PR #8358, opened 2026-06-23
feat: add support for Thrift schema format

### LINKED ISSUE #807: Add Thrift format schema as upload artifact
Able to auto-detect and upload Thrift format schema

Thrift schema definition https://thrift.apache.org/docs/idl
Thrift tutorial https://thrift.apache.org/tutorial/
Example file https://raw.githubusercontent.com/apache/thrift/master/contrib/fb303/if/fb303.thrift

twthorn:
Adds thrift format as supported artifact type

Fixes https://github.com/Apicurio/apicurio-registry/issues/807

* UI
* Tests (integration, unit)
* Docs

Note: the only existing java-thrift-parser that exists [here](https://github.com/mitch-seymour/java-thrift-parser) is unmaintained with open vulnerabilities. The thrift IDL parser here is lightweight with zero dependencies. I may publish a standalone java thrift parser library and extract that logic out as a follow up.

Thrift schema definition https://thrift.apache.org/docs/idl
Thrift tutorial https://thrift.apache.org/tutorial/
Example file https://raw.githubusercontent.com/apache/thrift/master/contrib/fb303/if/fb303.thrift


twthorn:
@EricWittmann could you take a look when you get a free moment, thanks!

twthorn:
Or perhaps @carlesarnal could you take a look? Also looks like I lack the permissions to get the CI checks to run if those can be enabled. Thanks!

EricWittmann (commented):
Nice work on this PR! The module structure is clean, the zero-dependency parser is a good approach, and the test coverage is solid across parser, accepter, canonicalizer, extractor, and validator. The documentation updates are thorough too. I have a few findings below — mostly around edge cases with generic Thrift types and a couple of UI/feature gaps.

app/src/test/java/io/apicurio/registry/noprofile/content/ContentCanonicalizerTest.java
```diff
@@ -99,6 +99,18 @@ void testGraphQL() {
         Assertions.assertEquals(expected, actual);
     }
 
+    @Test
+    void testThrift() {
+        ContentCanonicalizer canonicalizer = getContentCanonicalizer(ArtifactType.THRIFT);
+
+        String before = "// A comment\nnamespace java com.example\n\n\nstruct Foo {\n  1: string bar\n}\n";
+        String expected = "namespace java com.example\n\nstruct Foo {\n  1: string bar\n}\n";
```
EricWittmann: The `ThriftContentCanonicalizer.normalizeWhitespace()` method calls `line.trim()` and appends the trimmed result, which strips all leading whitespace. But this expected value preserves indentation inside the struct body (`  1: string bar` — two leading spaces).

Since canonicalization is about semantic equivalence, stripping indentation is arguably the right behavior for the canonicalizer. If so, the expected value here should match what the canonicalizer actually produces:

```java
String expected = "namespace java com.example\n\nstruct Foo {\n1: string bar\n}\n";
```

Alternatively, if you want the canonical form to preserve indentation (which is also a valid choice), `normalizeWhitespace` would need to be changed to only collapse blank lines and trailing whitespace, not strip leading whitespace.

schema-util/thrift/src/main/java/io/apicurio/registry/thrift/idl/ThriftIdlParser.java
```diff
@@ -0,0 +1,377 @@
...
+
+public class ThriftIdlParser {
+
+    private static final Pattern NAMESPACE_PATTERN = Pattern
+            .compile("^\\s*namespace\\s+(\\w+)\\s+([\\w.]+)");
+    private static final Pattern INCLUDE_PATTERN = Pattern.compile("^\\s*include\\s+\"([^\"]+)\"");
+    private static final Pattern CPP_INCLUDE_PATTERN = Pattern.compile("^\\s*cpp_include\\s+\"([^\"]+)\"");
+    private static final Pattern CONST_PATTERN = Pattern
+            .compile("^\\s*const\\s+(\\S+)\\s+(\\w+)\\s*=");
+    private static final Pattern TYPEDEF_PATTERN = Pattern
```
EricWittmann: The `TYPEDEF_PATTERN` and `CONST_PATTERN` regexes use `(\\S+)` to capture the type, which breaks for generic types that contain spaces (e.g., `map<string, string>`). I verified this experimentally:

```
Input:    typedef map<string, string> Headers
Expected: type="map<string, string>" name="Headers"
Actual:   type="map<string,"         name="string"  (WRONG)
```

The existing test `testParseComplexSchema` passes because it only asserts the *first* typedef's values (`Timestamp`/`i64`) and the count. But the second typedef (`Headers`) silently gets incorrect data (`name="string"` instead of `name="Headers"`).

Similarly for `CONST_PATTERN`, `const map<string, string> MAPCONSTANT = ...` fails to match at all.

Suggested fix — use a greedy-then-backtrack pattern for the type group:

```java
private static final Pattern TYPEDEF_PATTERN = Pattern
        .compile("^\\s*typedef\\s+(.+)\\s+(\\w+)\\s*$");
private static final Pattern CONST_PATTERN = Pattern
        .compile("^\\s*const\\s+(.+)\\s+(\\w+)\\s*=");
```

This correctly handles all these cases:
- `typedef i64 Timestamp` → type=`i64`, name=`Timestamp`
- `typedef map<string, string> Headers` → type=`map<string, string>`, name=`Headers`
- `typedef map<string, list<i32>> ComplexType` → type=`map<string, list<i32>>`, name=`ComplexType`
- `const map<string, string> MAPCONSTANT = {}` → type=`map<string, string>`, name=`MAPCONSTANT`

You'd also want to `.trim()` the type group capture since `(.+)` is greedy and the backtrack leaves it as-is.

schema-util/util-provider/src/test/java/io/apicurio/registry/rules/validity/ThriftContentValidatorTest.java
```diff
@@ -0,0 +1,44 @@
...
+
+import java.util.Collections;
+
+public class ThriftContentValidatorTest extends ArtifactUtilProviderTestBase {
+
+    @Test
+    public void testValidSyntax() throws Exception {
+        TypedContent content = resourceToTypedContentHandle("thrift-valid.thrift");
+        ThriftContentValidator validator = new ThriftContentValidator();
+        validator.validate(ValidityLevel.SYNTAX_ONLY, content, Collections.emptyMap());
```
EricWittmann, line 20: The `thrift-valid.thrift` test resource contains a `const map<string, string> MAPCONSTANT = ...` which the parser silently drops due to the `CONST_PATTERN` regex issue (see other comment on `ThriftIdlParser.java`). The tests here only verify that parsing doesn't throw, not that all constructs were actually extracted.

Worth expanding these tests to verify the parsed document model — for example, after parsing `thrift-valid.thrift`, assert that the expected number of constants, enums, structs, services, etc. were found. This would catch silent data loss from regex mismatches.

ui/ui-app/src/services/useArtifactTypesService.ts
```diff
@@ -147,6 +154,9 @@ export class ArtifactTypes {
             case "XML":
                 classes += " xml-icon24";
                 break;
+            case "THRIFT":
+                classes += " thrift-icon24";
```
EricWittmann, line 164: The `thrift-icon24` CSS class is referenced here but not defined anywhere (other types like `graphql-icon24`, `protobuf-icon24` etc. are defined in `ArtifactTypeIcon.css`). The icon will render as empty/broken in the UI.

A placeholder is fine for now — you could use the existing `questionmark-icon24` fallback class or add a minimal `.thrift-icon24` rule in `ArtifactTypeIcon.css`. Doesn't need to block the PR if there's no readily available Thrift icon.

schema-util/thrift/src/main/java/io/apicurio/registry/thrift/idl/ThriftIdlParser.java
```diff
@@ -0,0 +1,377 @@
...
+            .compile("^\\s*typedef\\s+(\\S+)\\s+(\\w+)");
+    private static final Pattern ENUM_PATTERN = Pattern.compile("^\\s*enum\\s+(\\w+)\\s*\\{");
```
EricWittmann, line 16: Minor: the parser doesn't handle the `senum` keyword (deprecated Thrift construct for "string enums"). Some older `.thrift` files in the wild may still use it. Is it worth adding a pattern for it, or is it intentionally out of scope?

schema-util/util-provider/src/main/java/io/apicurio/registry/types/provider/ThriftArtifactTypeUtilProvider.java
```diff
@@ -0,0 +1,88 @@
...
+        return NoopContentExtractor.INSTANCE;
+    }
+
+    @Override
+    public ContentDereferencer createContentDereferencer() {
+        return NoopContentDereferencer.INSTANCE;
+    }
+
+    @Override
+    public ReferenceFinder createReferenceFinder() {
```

☆ ☆ ☆ ☆ ☆

- [Work to complete] Each line above that contains the word "upload" must be copied.

- [Task result]
### LINKED ISSUE #807: Add Thrift format schema as upload artifact
Able to auto-detect and upload Thrift format schema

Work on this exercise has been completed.